September 30, 2012

Some thoughts on the nature of death.


Steve jobs died. 

It came as a shock to a large number of people. It shouldn't really have done this. We all know that he had cancer. He was diagnosed in 2003. He had a liver transplant a few years after that. He took a leave of absence to help deal with his illness. He came back to public life and shortly after that, in August this year, he stepped down completely from Apple retaining only the role of chairman. So we knew he was ill. We knew he was going to die. So when he died why was everybody so surprised?
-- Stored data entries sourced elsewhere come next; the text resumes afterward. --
Issue #1619, opened 2025-06-26
Adding a Fast Implementation to Calculate Concept Activation Vectors for High-dimensional Models to Captum


asver12:
## Motivation
The computation of Concept Activation Vectors (CAVs) is a fundamental component of concept-based explanation methods, most notably [Testing with Concept Activation Vectors (TCAV)](https://arxiv.org/abs/1711.11279), which is already implemented in Captum. The current standard for computing CAVs in Captum relies on training a Support Vector Machines (SVMs) for each concept. This can present a significant challenge, especially for modern, high-dimensional models. To address this, we propose adding an efficient drop-in with [FastCAV](https://arxiv.org/abs/2505.17883). We provide benchmarking and theoretical justification to support its effectiveness.

# Captum FastCAV API Design

## Background
FastCAV is a novel approach introduced at ICML 2025 based on insights into superposition, that accelerates the computation of CAVs. FastCAV defines the CAV as the vector from the global mean of all activations to the mean of the positive class activations. As such it acts as a drop-in replacement for the prevalent SVM for balanced classes. Additionally, we provide mathematical assumptions under which FastCAV is equivalent to an SVM.

## Requires:

- **Model**: The trained neural network model $f$ to be interpreted.
- **Layer**: A specific layer $l$ within the model from which to extract activations.
- **Concept Dataset $D_c$**: A set of input examples that visually represent the concept to be analyzed.
- **Control Dataset $D_r$**: A set of random or control examples used as a baseline.
## Pseudocode:
```python
def fit(self, x: Tensor, y: Tensor) -> None:
    self.mean = x.mean(dim=0)
    self.coef_ = (x[y == self.classes_[-1]] -self.mean).mean(dim=0).unsqueeze(0)
    self.intercept_ = (-self.coef_ @ self.mean).unsqueeze(1)
```    

### Performance benchmarking:
Given the example in the tutorial `tutorials/TCAV_Image.ipynb` we achieve an average speed-up to the `DefaultClassifier` of  ~8.26 (SVM: 1.09 $\pm$ 0.39, FastCAV: 0.132 $\pm$  0.025)
For bigger models this improves more drastically as shown in Table 1. of the paper.
### Visual Benchmarking
Given the example in the tutorial `tutorials/TCAV_Image.ipynb` we get the following results for `experimental_set_rand` with FastCAV and SVM:
FastCAV:
![Image](https://github.com/user-attachments/assets/c89606d3-1b42-4dab-9d93-46a033115c17)

[...]

PR #1622, opened 2025-06-27
Adding FastCAV

asver12:
Adding FastCAV to Captum. This includes documentation, type hints, and unittests.


asver12:
Closes #1619.

PR #1639, opened 2025-08-25
Remove file to make Captum more focused

j-t-1:
This list is not being maintained, and there are alternative ways of finding this information.


craymichael:
Thanks for the contribution @j-t-1!

PR #1644, opened 2025-09-09
Update FeatureAblation to handle precision loss when baseline is more granular than input when cross tensor attribution is enabled

sarahtranfb:
Summary:
Noticed when flipping the flag, this test case failed:

https://www.internalfb.com/code/fbsource/[faf71541b1ec0fae639f82d487b81fb18ea3e523]/fbcode/pytorch/captum/tests/attr/test_dataloader_attr.py?lines=138%2C134

The ablated tensor was `tensor([0])` instead of `tensor([[0.1])` since the baseline was a float-type and the input tensors were int tensors.

https://www.internalfb.com/code/fbsource/[f2fcc926a6f3669602bac4d28c2d92e4197c96b9]/fbcode/pytorch/captum/captum/attr/_core/feature_ablation.py?lines=707-709

`ablated_input` is just a copy of the `input_tensor`, so during assignment, the ablated feature tensor incorrectly gets cast to an int tensor for this case.

Differential Revision: D81980219


craymichael:
closed by https://github.com/meta-pytorch/captum/commit/c9fc87d1dddda7cd2f5dcdb62c859ca50c1c35d6

PR #1656, opened 2025-10-24
FIX: Automate download of titanic3.csv in Titanic tutorial

gogoi7:
Hi,

I found that the Titanic_Basic_Interpret tutorial was broken because it required a manual data download and changing the dataset path.

This PR fixes it by adding a few lines to the cell to automatically download the "titanic3.csv" file from the given link. I have also updated the markdown instructions right above the code cell to reflect this automated process.

This makes the tutorial runnable out-of-the-box. Let me know if any changes are needed!

Antareep


craymichael:
Thanks for your contribution @gogoi7!

PR #2028, opened 2024-01-12
Support `Store` and storage `Var`

hhorii:
### Summary

Support `Store` and `Var` as storage, which will be released in Qiskit 1.0

### Details and comments

This PR adds support of `Store` and `Var` as storage. This PR requires Qiskit 1.0 and will not be merged until its release.

`AerStore` is an ad-hoc solution for transpilation issue of `Store`. Currently, `Store` is not supported `transpile()` and can be moved to an inappropriate position after transpilation. By using an custom instruction `AerStore`, this PR prevents from moving `Store`.


hhorii:
I found that assignment of `Var` with `Var` fails.

hhorii:
> I found that assignment of `Var` with `Var` fails.

this was resolved.

doichanj (approved):

PR #2029, opened 2024-01-12
Universal CPU Build Support for Qiskit Aer with CUDA and ROCm

basnijholt:
…

This PR introduces an update to the `qiskit_aer` build process, ensuring that the CPU variant of `controller_wrappers` is always built, alongside CUDA and ROCm variants. This ensures that builds targeting CUDA or ROCm can still operate on systems that only have CPU capabilities.

Key Changes:
1. **CPU Build as a Default**: The CPU backend (`controller_wrappers_cpu`) is now always built. This is independent of whether CUDA (`controller_wrappers_cuda`) or ROCm (`controller_wrappers_rocm`) backends are being built.

2. **Conditional CUDA and ROCm Builds**: Compilation of CUDA and ROCm backends remains conditional based on the `AER_THRUST_BACKEND` setting. This ensures that these backends are built only when specified, without affecting the CPU build.

3. **Organized Build Process**: The build process in `CMakeLists.txt` is organized to handle CPU, CUDA, and ROCm backends separately. Each backend has its specific compiler flags, definitions, and dependencies, ensuring a clean and manageable build process.

This update significantly improves the flexibility and applicability of Qiskit Aer, enabling it to run on a broader range of systems, from specialized CUDA and ROCm environments to general-purpose CPU-only machines.

I my case this is useful because we distribute a single environment / container that run both on CPU and GPU machines. ATM `qiskit-aer` is our only dependency that doesn't allow this mode of operation.


qiskit_aer/backends/controller_wrappers.py
```diff
@@ -0,0 +1,84 @@
+from contextlib import suppress
```
basnijholt, line 1: A perhaps less readable but DRYer version is
```python
__all__ = [
    "AerConfig",
    "aer_controller_execute",
    "AerUnaryExpr",
    "AerUnaryOp",
    "AerBinaryExpr",
    "AerBinaryOp",
    "AerUintValue",
    "AerBoolValue",
    "AerUint",
    "AerBool",
    "AerCast",
    "AerVar",
    "AerCircuit",
    "AerConfig",
]

def try_import_backend(backend_module_name):
    try:
        backend_module = __import__(backend_module_name, globals(), locals(), __all__, 0)
        return backend_module
    except ImportError:
        return None

IMPORTED_BACKEND = None
BACKENDS = ['controller_wrappers_cuda', 'controller_wrappers_rocm', 'controller_wrappers_cpu']

for backend in BACKENDS:
    backend_module = try_import_backend('.' + backend)
    if backend_module:
        IMPORTED_BACKEND = backend.split('_')[-1]
        globals().update({name: getattr(backend_module, name) for name in backend_module.__all__})
        break

if IMPORTED_BACKEND is None:
    raise ImportError("No backend found for qiskit-aer.")
```

basnijholt: Changed it to this.

qiskit_aer/backends/controller_wrappers.py
```diff
@@ -0,0 +1,29 @@
...
+    try:
+        return importlib.import_module(module_name, "qiskit_aer.backends")
+    except ImportError:
+        return None
+
+
+IMPORTED_BACKEND = None
+BACKENDS = ["cuda", "rocm", "cpu"]
+
+for backend_suffix in BACKENDS:
```
basnijholt, line 15: One could also add a environment variable to for example force the CPU implementation.

But that can be done in a followup PR.

doichanj:
Can you make this PR to build both CPU and CUDA controller_wrapers at the same time by specifying some parameters to cmake so that we can include both CPU/CUDA binaries in the single wheel package for distribution at deployment?
I'm also considering to do so because we can not distribute GPU package separatery on PyPI, but I can not make both binaries at the same time

basnijholt:
@doichanj, thanks a lot for looking at this PR!

This problem is still very annoying for us because we're maintaining 2 locked environments for CUDA and non-CUDA now. It would be awesome to be able to use one installation that works both on CPU and CUDA.

doichanj:
I could not build with this PR when setting `-DAER_THRUST_BACKEND=CUDA`, it seems CPU build is not correctly configured and failed

PR #2041, opened 2024-01-29
Remove importing qiskit.execute

doichanj:
### Summary
Removed importing qiskit.execute from test

### Details and comments
qiskit.execute was deprecated, but unused import was remained in tests so removed


hhorii (approved):
LGTM

PR #2046, opened 2024-02-02
remove qiskit-terra before installing Qiskit/qiskit.git@main in CI

1ucian0:
Currently the tests against `Qiskit/qiskit.git@main` are failing because a Qiskit 1.0 namespace is tricky. @jakelishman wrote  https://qisk.it/1-0-packaging-migration covering exactly this situation and I'm blindly following his advice.

Exactly this form test probably will change in the future. This just fixes current situation.


jakelishman:
Aer shouldn't have any dependencies that _require_ qiskit-terra, so the failings at the moment should just be because the versions of dependencies, Aer and `qiskit@main` are being resolved separately.  I can push a commit to this branch that simplifies things (i.e. uses an example of the first type of Action I wrote in the packaging guide), but also I can add a test to the unit-test matrix to run Aer against 1.0.0rc1 in regular CI runs too, since Aer should already be 90% of the way there, I think.

jakelishman:
I've replaced this PR with #2047, which I made Luciano a co-author on.

Issue #2021, opened 2024-01-03
Copy results to python data structure in`measure_sampler` is not parallelized


hhorii:
### Informations

- **Qiskit Aer version**:
- **Python version**:
- **Operating system**:

### What is the current behavior?

`measure_sampler` has big sequential part though sampling is parallelized.

https://github.com/Qiskit/qiskit-aer/blob/180a0b6431498998c236927aa53d3324b4819860/src/simulators/circuit_executor.hpp#L1090-L1113

### Steps to reproduce the problem

```
from qiskit_aer import AerSimulator
from qiskit.circuit.library import QuantumVolume
from qiskit import transpile

simulator = AerSimulator()
c = QuantumVolume(20)
c.h(c.qubits[:])
c.measure_all()

c = transpile(c, simulator)

for shots in [10, 100, 1000, 10000, 100000, 1000000, 10000000]:
    res = simulator.run(c, shots=shots).result()
    print("shots=", shots, res.metadata)
```

Most of execution time of `shots==10000000` is serial execution.

### What is the expected behavior?

Most of sampling should be parallelized.

### Suggested solutions

Parallelize the above codes.

PR #2049, opened 2024-02-05
Parallelize sampling measure

doichanj:
### Summary
This PR optimizes performance of sampling measure #2021 by 

- decreasing size of array for counts
- parallelizing loops by OpenMP

### Details and comments

This PR adds new basic class `BitVector` to store bit counts obtained by sampling measure.
Bits counts were stored as array of 64-bits integer previously that wastes large memory space and memory bandwidth.
`BitVector` has a variable length bit string that requires fewer memory.
(`BitVector` can be used for stabilizer method, but not included in this PR)

There were some loops not parallelized before:

- conversion to integer index to bit count
- saving counts in results

are now parallelized by OpenMP.


hhorii (approved):
LGTM. `BitVector` looks very reasonable than `reg_t`, indeed.

hhorii:
Just FYI. The reason why `reg_t` is used is Aer may support higher level than qubit, such as qutrit.

hhorii (approved):
LGTM

PR #2062, opened 2024-02-19
[WIP] Add support > 63 qubits for extended stabilizer

doichanj:
### Summary
This PR breaks limit of 64 qubits of extended stabilizer by using variable length bit string.

### Details and comments

Removed transformed caches to save memory storage for unlimited number of qubits.

I will add some more optimizations for larger number of qubits.


doichanj:
I would like to close this one because something has been broken

PR #2067, opened 2024-02-20
Remove unsupported qiskit-ibmq-provider from docs job

mtreinish:
### Summary

The tox docs job definition was previously installing the qiskit-ibmq-provider which is no longer supported and the project is orphaned. This commit fixes this by removing the unnecessary dependency.


mtreinish:
I integrated this into #2064 to fix all the CI issues stemming from the qiskit 1.0 release in a single PR. So we can close this and just continue on #2064

Issue #2074, opened 2024-02-26
CostBasedFusion aggregate_operations crash


aromanro:
### Informations

- **Qiskit Aer version**: Latest dev main branch sources
- **Python version**: Irrelevant, as I'm using it from a c++ project
- **Operating system**: Windows 11

### What is the current behavior?

During some tests I do, `CostBasedFusion::aggregate_operations` crashes.

### Steps to reproduce the problem

I'm executing some randomly generated circuits, I'm not yet sure how to reproduce it, but I think I could point out to a reason and a solution.

This is the problem code:
```
        double estimated_cost =
            estimate_cost(ops, (uint_t)j,
                          i) // fusion gate from j-th to i-th, and
            + (j == 0 ? 0.0 : costs[j - 1 - fusion_start]); // cost of (j-1)-th
```

With debug, I end up with j being 2, fusion_start also 2 and costs size being 2. This results in a costs[-1], resulting in a crash.

### What is the expected behavior?

Not crashing, obviously :)

### Suggested solutions

Replace the `j == 0` check with `j == fusion_start`.

aromanro:
More info:

I think this commit introduced the issue: https://github.com/Qiskit/qiskit-aer/commit/a5e3aa265ccd0f1b3fafadbe0207c185a6a30406

hhorii:
We believe that #2075 fixes this issue.

PR #2075, opened 2024-02-27
Fix fusion CostBasedFusion::aggregate_operations

doichanj:
### Summary
This is fix for #2074 

### Details and comments
fixes overrun of cost array


aromanro:
If I recall correctly the code, j cannot get lower than fusion_start, so a check for inequality is of no use. == should be a little bit faster. Not that it matters much.

hhorii (dismissed):

hhorii (approved):

PR #2076, opened 2024-02-27
Support `bit_not` for `Bool` type

hhorii:
### Summary

This PR is to support `bit_not` for `Bool` values.

### Details and comments

`bit_not` is defined for `Uint` values. However, in other language, depending hardware, `Bool` values can be applied as `logical_not` (`False` is `0` and `True` is `1`). This PR supports such implicit operations for only "`bit_not`".


jakelishman:
Ed Chen pointed out to me that `bit_xor` (and I would guess `bit_or`) has the same problem - not supported on Terra's pseudo Bool/bit type in Aer.  Can we make `bit_xor`, `bit_or` and `bit_and` work on bit/bools as well?

hhorii:
@jakelishman Thank you for your comments.
I have added a test case to check `bit_xor` works `Bool ^ Bool -> Bool` and `Uint ^ Uint -> Uint` cases (I believe that `Bool ^ Uint` is not allowed in Qiskit). I think current implementation covers these operation. Could you tell what cases Ed Chen wants?

https://github.com/Qiskit/qiskit-aer/pull/2076/files#diff-d43cca4f2db1daf52abcc25296f734a5af2a4f30b6423f9665d33bf217efc936R1180-R1238

doichanj (approved):

PR #2079, opened 2024-03-04
Updated First Tutorial for `AerSimulator`

MonitSharma:
### Summary

Since Qiskit has been updated to a newer version, the basic tutorial to work with `qiskit-aer` was failing for many. So corrected the first tutorial to work with the latest version of Qiskit. Followed the previous tutorial and kept most of the sections same.

### Details and comments

Some definition are copied from the previous tutorial, but the code part is correct and works for the latest version of qiskit. Since in Qiskit slack, and also in stack overflow many people are complaining about the Aer simulator not working, this basic tutorial may help them get started with the updated qiskit.


doichanj (approved):
Thank you, this is helpful for many users

PR #1760, opened 2023-01-19
feat(protocol): Add `source` field to sdk interface

AbhiPrasad:
https://github.com/getsentry/sentry/issues/43427

We added the `source` field to the SDK event payload under the sdk interface so we can better track how users install our sdk: https://github.com/getsentry/develop/pull/815.

This PR updates the Relay schema to reflect the changed develop docs.

### DIFF
--- a/relay-general/src/protocol/clientsdk.rs
+++ b/relay-general/src/protocol/clientsdk.rs
@@ -54,6 +54,13 @@ pub struct ClientSdkInfo {
     #[metastructure(skip_serialization = "empty_deep")]
     pub packages: Annotated<Array<ClientSdkPackage>>,
 
+    /// The installation mechanism for the SDK. _Optional._
+    ///
+    /// This can be a package manager like `npm` or `cocoapods` or a custom installation mechanism
+    /// like `cdn`.
+    #[metastructure(skip_serialization = "empty")]
+    pub source: Annotated<String>,
+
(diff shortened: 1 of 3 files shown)


relay-general/src/protocol/clientsdk.rs
```diff
@@ -54,6 +54,13 @@ pub struct ClientSdkInfo {
     #[metastructure(skip_serialization = "empty_deep")]
     pub packages: Annotated<Array<ClientSdkPackage>>,
 
+    /// The installation mechanism for the SDK. _Optional._
+    ///
+    /// This can be a package manager like `npm` or `cocoapods` or a custom installation mechanism
+    /// like `cdn`.
+    #[metastructure(skip_serialization = "empty")]
+    pub source: Annotated<String>,
```
jjbayer, line 62: Is this field guaranteed to be free of sensitive data? That is, will it have an enum-like cardinality, or could this also contain paths or URLs with usernames, etc.

AbhiPrasad: Yes - it will have enum-like cardinality. The values will be fixed per SDK, and free to all possible PII.

I can update the docstring to include these details.

AbhiPrasad:
Converting this to draft as we re-examine how we can set `source`.

AbhiPrasad:
Closing as we've decided to use `packages` instead.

I find it quite ironic that when Apple tries to release a new product, writers, bloggers, and the Tech media all want to find out as much as possible in advance and nothing comes as big surprise. However when the leader - a man who has been diagnosed with cancer, left, returned, and left again knowing he was going to die - does finally pass, it is a huge surprise.

Was it the fact he was young (55) ?

Cricketer Graham Dilly passed away the day before. He was in his 50's too. Actor Charles Napier passed away the same day. He was older (in his 70's)

Neither of them received the sort of public approbation that Jobs did (although, arguable, neither had left as impressive a legacy as Apple's leader). Maybe if they had died on a  different day - one which was dominated by the death of such a  technology titan - they might have been afforded more column inches.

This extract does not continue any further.